■ DATASET EXCERPTS ■

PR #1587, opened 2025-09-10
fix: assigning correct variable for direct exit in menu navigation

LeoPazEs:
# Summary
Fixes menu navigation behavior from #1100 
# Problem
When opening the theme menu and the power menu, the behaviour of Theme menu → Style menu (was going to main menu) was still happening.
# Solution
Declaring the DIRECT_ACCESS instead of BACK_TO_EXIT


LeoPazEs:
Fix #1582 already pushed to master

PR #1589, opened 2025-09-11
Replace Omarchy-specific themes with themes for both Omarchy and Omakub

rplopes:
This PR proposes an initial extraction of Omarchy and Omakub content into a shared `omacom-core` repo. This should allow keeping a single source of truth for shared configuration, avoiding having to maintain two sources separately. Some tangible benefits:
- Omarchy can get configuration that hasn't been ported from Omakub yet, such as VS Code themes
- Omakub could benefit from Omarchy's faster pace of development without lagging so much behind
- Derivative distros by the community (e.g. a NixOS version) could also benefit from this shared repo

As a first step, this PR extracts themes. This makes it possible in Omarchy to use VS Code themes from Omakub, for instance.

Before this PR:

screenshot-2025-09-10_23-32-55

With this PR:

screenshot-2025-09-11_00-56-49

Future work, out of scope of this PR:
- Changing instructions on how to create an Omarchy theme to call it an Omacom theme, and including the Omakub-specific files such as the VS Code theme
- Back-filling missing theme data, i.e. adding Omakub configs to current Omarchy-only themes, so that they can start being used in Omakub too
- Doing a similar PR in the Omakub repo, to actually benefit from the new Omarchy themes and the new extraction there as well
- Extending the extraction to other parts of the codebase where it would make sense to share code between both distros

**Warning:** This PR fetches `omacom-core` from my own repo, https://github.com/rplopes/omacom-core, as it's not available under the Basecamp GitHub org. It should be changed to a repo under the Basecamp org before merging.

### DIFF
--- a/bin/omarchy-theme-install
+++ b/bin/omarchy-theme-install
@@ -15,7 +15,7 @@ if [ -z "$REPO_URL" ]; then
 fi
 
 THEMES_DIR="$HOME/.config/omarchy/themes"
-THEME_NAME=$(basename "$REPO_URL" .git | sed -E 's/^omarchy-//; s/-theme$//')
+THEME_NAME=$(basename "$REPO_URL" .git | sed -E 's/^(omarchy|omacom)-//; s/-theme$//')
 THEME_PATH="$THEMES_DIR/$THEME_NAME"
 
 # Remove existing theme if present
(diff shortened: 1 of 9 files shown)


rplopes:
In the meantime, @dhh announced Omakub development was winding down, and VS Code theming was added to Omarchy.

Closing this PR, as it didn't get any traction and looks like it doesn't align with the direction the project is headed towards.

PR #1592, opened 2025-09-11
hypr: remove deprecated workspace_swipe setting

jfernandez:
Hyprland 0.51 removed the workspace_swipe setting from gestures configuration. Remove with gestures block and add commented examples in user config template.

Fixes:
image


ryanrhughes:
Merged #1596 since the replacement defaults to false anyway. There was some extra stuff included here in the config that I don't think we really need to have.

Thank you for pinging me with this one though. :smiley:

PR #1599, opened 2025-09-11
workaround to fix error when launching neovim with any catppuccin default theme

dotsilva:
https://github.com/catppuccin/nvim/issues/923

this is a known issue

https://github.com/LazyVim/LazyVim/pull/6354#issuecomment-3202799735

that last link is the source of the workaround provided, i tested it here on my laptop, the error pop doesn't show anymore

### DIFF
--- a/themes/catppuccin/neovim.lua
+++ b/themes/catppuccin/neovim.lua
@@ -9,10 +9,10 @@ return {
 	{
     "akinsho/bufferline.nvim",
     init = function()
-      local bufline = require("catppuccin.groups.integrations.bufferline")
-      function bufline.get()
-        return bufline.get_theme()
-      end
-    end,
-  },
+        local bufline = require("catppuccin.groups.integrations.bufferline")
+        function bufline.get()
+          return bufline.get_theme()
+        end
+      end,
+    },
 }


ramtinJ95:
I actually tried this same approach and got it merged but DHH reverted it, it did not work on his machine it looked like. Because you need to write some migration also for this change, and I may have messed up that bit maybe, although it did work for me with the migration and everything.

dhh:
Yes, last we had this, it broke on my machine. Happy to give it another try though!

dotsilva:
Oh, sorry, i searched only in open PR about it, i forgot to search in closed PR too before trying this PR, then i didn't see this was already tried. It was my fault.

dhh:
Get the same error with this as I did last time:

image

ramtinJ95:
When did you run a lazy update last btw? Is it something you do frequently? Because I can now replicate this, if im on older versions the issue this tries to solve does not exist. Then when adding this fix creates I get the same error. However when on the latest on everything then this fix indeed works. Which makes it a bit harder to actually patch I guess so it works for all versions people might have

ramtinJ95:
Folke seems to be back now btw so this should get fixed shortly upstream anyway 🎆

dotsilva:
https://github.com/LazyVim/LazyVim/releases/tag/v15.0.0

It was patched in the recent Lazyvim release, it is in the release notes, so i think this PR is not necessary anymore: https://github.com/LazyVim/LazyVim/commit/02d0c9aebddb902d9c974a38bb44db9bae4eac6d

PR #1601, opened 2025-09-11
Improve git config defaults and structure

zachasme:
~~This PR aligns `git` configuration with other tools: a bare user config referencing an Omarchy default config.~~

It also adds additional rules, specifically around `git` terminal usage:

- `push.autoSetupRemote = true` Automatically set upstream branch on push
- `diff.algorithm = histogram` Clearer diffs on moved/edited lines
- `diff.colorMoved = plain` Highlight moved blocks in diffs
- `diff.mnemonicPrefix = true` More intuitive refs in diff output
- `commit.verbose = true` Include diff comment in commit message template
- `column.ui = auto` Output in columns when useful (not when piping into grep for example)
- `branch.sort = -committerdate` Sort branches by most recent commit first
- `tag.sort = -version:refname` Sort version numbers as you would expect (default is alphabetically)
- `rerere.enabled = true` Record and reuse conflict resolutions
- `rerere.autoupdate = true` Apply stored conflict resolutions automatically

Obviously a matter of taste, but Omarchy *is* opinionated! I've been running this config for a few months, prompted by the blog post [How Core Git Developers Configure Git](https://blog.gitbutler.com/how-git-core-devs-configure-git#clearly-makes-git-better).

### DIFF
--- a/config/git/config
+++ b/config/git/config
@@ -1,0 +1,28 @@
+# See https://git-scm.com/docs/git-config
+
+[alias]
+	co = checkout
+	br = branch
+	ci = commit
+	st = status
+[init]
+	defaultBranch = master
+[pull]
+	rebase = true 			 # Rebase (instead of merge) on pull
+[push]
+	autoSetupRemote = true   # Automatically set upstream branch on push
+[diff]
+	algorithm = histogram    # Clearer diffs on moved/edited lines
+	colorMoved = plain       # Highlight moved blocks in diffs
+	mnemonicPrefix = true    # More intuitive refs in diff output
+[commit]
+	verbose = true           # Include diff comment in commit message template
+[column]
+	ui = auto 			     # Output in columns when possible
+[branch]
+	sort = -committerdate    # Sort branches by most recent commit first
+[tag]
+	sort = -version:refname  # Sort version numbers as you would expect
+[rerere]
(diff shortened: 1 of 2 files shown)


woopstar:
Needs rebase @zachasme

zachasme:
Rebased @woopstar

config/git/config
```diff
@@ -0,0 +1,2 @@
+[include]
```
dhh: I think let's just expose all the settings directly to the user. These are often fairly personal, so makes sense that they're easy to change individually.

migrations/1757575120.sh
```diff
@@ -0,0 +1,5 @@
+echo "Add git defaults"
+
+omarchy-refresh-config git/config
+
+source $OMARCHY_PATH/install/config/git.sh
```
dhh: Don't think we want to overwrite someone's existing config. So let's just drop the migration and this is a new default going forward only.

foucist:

■ TASK GOAL ■
Collect every line above that contains the word "tried".

■ YOUR RESPONSE ■
I actually tried this same approach and got it merged but DHH reverted it, it did not work on his machine it looked like. Because you need to write some migration also for this change, and I may have messed up that bit maybe, although it did work for me with the migration and everything.
Oh, sorry, i searched only in open PR about it, i forgot to search in closed PR too before trying this PR, then i didn't see this was already tried. It was my fault.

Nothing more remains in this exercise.